Ich war mir relativ sicher, dass es so eine Frage schon mal gab, jedoch habe ich leider nichts entsprechendes über die SuFu gefunden  :Sad: 

Okay, hier die Frage:

Ich habe mir eine neue Grafikkarte gegönnt. Es ist eine GeForce 7600 GS (SONIC von Xpertvision/Palit). Sie wurde - war ja auch nicht anders zu erwarten  :Wink:  - sofort korrekt erkannt und angesprochen.

Nun habe ich aber ein kleines "Problem"... Und zwar laufen die ttys (also die Consolen außerhalb von X.Org) nur noch mit 60 Hz  :Sad: 

Ich habe nur einen CRT-Monitor und da ich viel in den Consolen arbeite, fällt das Flackern doch schon etwas unangenehm auf...
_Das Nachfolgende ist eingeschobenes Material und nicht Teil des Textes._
PR #1242, opened 2026-09-22
backup: gate the snapshot format on same-service storage

### LINKED ISSUE #1241: backup: refuse the snapshot format when the backup storage is not on the milvus storage's service
Since #1137, the default auto format resolves to snapshot on Milvus 3.0 servers. The snapshot copy is executed by Milvus as a server-side copy inside one storage service, so when backup.storage names a different provider than milvus.storage — or a second self-hosted MinIO endpoint — the export jobs fail deep inside Milvus with errors that do not point at the configuration.

Before that default changed, such cross-provider setups were served by the binlog format, which streams data through milvus-backup and moves it between any two supported backends. On 3.0 the binlog format is no longer an option, so this configuration has no working backup format at all, and nothing says so.

milvus-backup should detect the mismatch before any collection work starts and refuse the backup (and the restore, whose copy runs the same way in the opposite direction) with an error naming both storage configs. Same-service cases must keep working: another bucket, account, or region of the same cloud provider, including cross-account Azure copies with a source SAS.

huanghaoyuanhhy:
## What

Refuse snapshot-format backups and restores when the milvus storage and the backup storage are not the same storage service, instead of letting the server-side copy fail deep inside Milvus.

## How

- internal/storage gains SnapshotSameService: same provider family required (s3 and aws are one family, gcp and gcpnative are not); a cloud provider's service spans its accounts and regions; a self-hosted MinIO is its endpoint as Milvus reaches it, so two endpoints are two services. Azure cross-account copies keep working through the existing source SAS path.
- backup: both auto and --format=snapshot fail with an error naming both storage configs when the two are not the same service. There is no binlog fallback to offer on a 3.0 server, so auto errors rather than silently downgrading.
- restore: a snapshot-format backup held on another service is refused before any job is submitted.
- README documents the snapshot format's same-service requirement.

Fixes #1241


lentitude2tk (approved):
/LGTM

Ich habe bereits versucht, mit Kernel-Parametern die genaueren Frequenzdaten meines Monitors anzugeben, aber egal was ich mache, es bleibt bei 60 Hz...

Dabei ist es egal, ob ich den Monitor mit dem beigelegten Adapter an den DVI-D Anschluss anschließe (wird als CRT-0 erkannt) oder ihn an den "nativen" D-SUB dranhänge (CRT-1).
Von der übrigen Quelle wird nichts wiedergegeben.